### Your objective
Set down every record once more, exactly as given.

(Entries taken from a collection)
══════════════════════════════

PR #1484, opened 2025-09-26
extract bugfix

HenryL27:
this was crashing when doubly nested objects were a thing


lib/sycamore/sycamore/transforms/property_extraction/extract.py
```diff
@@ -159,6 +159,10 @@ async def extract_schema_partition_from_element_batch(
                     continue
                 if v_new is not None and v_new.type is not DataType.OBJECT:
                     p_work.value[k] = v_new
+                if v_new is not None and v_new.type is DataType.OBJECT and v_work is None:
```
karanataryn, line 162: I think we might need a comment or two here explaining the need for this (how this conditional could be hit)

PR #1488, opened 2025-10-01
PDF-to-image iterator that cleans up if interrupted.

alexaryn:
This is both a context manager and an iterator.

Newer version spawns zero threads and it has the core logic in one function for easier understanding.  It's more efficient in buffer handling and has protection against hangs.

Set bufsize to zero in Popen, as we're doing our own buffered IO already.


lib/sycamore/sycamore/tests/manual/pdf2image.py
```diff
@@ -0,0 +1,41 @@
+import sys
```
eric-anderson, line 1: document why a manual test and not an integration test. Or switch to an integration test.

lib/sycamore/sycamore/tests/manual/pdf2image.py
```diff
@@ -0,0 +1,41 @@
...
+        datefmt="%Y%m%d_%H%M%S",
+    )
+    fn = args.pop(0)
+    full(fn)
+    bail(fn)
+    return 0
+
+
+def full(fn: str) -> None:
+    with PdfToImageFiles(pdf_path=fn, file_dir="/tmp") as gen:
```
eric-anderson, line 22: write the files into a TemporaryDirectory, and verify that everything is cleaned up after the iterator exits but before the tempdir does.

lib/sycamore/sycamore/tests/manual/pdf2image.py
```diff
@@ -0,0 +1,41 @@
...
+
+
+def bail(fn: str) -> None:
+    with PdfToImageFiles(pdf_path=fn, file_dir="/tmp") as gen:
+        cnt = 0
+        for p in gen:
+            print(cnt, p, flush=True)
+            p.unlink()
+            cnt += 1
+            if cnt > 20:
```
eric-anderson, line 34: document the minimum of 21 pages requirement to test early exit or make it an argument or get the # pages in the pdf and bail out at max(0, min(20, npages - 5))

lib/sycamore/sycamore/tests/manual/pdf2image.py
```diff
@@ -0,0 +1,41 @@
...
+                break
+        print("done loop", flush=True)
```
eric-anderson, line 36: you set up logging, so use it.

lib/sycamore/sycamore/utils/pdf.py
```diff
@@ -131,10 +131,7 @@ def convert_from_path_streamed_batched(filename: str, batch_size: int) -> Genera
 
 
 def pdf_to_image_files(pdf_path: str, file_dir: Path, resolution: int = 200) -> Generator[Path, None, None]:
-    """Writes the files (streamed) into file_dir.  Caller is responsible for calling
-    path.unlink() to cleanup the files.
-
-    Note: model service will call this to get images for processing"""
+    """Deprecated.  Switch to PdfToImageFiles"""
```
eric-anderson, line 134: Write a followup PR to remove uses of pdf_to_image_files. Then delete the function.

lib/sycamore/sycamore/utils/pdf.py
```diff
@@ -245,3 +242,152 @@ def read_stderr(fh, q):
...
+    """
+    Writes the files (streamed) into file_dir.  Caller is responsible for calling
+    path.unlink() to cleanup the files.
+
+    Note: model service will call this to get images for processing
+    """
+
+    def __init__(self, *, pdf_path: str | Path, file_dir: str | Path, resolution: int = 200) -> None:
+        self.file_dir = Path(file_dir)
+        self.in_cm = False
```
eric-anderson, line 265: please write this out as in_contextmanager.  It's a rarely used variable and this means I don't have to reason through what it's doing.

lib/sycamore/sycamore/utils/pdf.py
```diff
@@ -245,3 +242,152 @@ def read_stderr(fh, q):
...
+        assert proc.stdout
+        assert proc.stderr
+        if proc.poll() is None:
+            self.running = False
+            proc.terminate()
+            try:
+                proc.wait(2)
+            except TimeoutExpired:
+                proc.kill()
+                proc.wait(1)
```
eric-anderson, line 292: log a message if we go through this path. We shouldn't, and if the kill fails (hung fs or something) then the joins are going to silently hang and it will be confusing.

eric-anderson (approved):

lib/sycamore/sycamore/utils/pdf.py
alexaryn: If the wait() after the SIGKILL times out, an unhandled TimeoutExpired exception will be raised, which I thought was sufficient messaging.

lib/sycamore/sycamore/utils/pdf.py
alexaryn: Should we do the same with `convert_from_path_streamed()` at the top of the file which is also marked as deprecated?

eric-anderson (approved):

lib/sycamore/sycamore/utils/pdf.py
```diff
@@ -245,3 +247,129 @@ def read_stderr(fh, q):
...
+        proc = self.proc
+        assert proc.stdout and proc.stderr
+        poller = select.poll()
+        out = NbReader(proc.stdout, poller)
+        err = NbReader(proc.stderr, poller)
+        seen_header = False
+        image_size = 0
+        image_num = 0
+
+        while not (out.eof and err.eof):
```
eric-anderson, line 335:
```
 while not (out.eof and err.eof):
      out_would_block = out.do_read()
      err_would_block = err.do_read()
      if out_would_block and err_would_block:
           ... poll...
```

══════════════════════════════

### Written reply
PR #1484, opened 2025-09-26
extract bugfix

HenryL27:
this was crashing when doubly nested objects were a thing


lib/sycamore/sycamore/transforms/property_extraction/extract.py
```diff
@@ -159,6 +159,10 @@ async def extract_schema_partition_from_element_batch(
                     continue
                 if v_new is not None and v_new.type is not DataType.OBJECT:
                     p_work.value[k] = v_new
+                if v_new is not None and v_new.type is DataType.OBJECT and v_work is None:
```
karanataryn, line 162: I think we might need a comment or two here explaining the need for this (how this conditional could be hit)

PR #1488, opened 2025-10-01
PDF-to-image iterator that cleans up if interrupted.

alexaryn:
This is both a context manager and an iterator.

Newer version spawns zero threads and it has the core logic in one function for easier understanding.  It's more efficient in buffer handling and has protection against hangs.

Set bufsize to zero in Popen, as we're doing our own buffered IO already.


lib/sycamore/sycamore/tests/manual/pdf2image.py
```diff
@@ -0,0 +1,41 @@
+import sys
```
eric-anderson, line 1: document why a manual test and not an integration test. Or switch to an integration test.

lib/sycamore/sycamore/tests/manual/pdf2image.py
```diff
@@ -0,0 +1,41 @@
...
+        datefmt="%Y%m%d_%H%M%S",
+    )
+    fn = args.pop(0)
+    full(fn)
+    bail(fn)
+    return 0
+
+
+def full(fn: str) -> None:
+    with PdfToImageFiles(pdf_path=fn, file_dir="/tmp") as gen:
```
eric-anderson, line 22: write the files into a TemporaryDirectory, and verify that everything is cleaned up after the iterator exits but before the tempdir does.

lib/sycamore/sycamore/tests/manual/pdf2image.py
```diff
@@ -0,0 +1,41 @@
...
+
+
+def bail(fn: str) -> None:
+    with PdfToImageFiles(pdf_path=fn, file_dir="/tmp") as gen:
+        cnt = 0
+        for p in gen:
+            print(cnt, p, flush=True)
+            p.unlink()
+            cnt += 1
+            if cnt > 20:
```
eric-anderson, line 34: document the minimum of 21 pages requirement to test early exit or make it an argument or get the # pages in the pdf and bail out at max(0, min(20, npages - 5))

lib/sycamore/sycamore/tests/manual/pdf2image.py
```diff
@@ -0,0 +1,41 @@
...
+                break
+        print("done loop", flush=True)
```
eric-anderson, line 36: you set up logging, so use it.

lib/sycamore/sycamore/utils/pdf.py
```diff
@@ -131,10 +131,7 @@ def convert_from_path_streamed_batched(filename: str, batch_size: int) -> Genera
 
 
 def pdf_to_image_files(pdf_path: str, file_dir: Path, resolution: int = 200) -> Generator[Path, None, None]:
-    """Writes the files (streamed) into file_dir.  Caller is responsible for calling
-    path.unlink() to cleanup the files.
-
-    Note: model service will call this to get images for processing"""
+    """Deprecated.  Switch to PdfToImageFiles"""
```
eric-anderson, line 134: Write a followup PR to remove uses of pdf_to_image_files. Then delete the function.

lib/sycamore/sycamore/utils/pdf.py
```diff
@@ -245,3 +242,152 @@ def read_stderr(fh, q):
...
+    """
+    Writes the files (streamed) into file_dir.  Caller is responsible for calling
+    path.unlink() to cleanup the files.
+
+    Note: model service will call this to get images for processing
+    """
+
+    def __init__(self, *, pdf_path: str | Path, file_dir: str | Path, resolution: int = 200) -> None:
+        self.file_dir = Path(file_dir)
+        self.in_cm = False
```
eric-anderson, line 265: please write this out as in_contextmanager.  It's a rarely used variable and this means I don't have to reason through what it's doing.

lib/sycamore/sycamore/utils/pdf.py
```diff
@@ -245,3 +242,152 @@ def read_stderr(fh, q):
...
+        assert proc.stdout
+        assert proc.stderr
+        if proc.poll() is None:
+            self.running = False
+            proc.terminate()
+            try:
+                proc.wait(2)
+            except TimeoutExpired:
+                proc.kill()
+                proc.wait(1)
```
eric-anderson, line 292: log a message if we go through this path. We shouldn't, and if the kill fails (hung fs or something) then the joins are going to silently hang and it will be confusing.

eric-anderson (approved):

lib/sycamore/sycamore/utils/pdf.py
alexaryn: If the wait() after the SIGKILL times out, an unhandled TimeoutExpired exception will be raised, which I thought was sufficient messaging.

lib/sycamore/sycamore/utils/pdf.py
alexaryn: Should we do the same with `convert_from_path_streamed()` at the top of the file which is also marked as deprecated?

eric-anderson (approved):

lib/sycamore/sycamore/utils/pdf.py
```diff
@@ -245,3 +247,129 @@ def read_stderr(fh, q):
...
+        proc = self.proc
+        assert proc.stdout and proc.stderr
+        poller = select.poll()
+        out = NbReader(proc.stdout, poller)
+        err = NbReader(proc.stderr, poller)
+        seen_header = False
+        image_size = 0
+        image_num = 0
+
+        while not (out.eof and err.eof):
```
eric-anderson, line 335:
```
 while not (out.eof and err.eof):
      out_would_block = out.do_read()
      err_would_block = err.do_read()
      if out_would_block and err_would_block:
           ... poll...
```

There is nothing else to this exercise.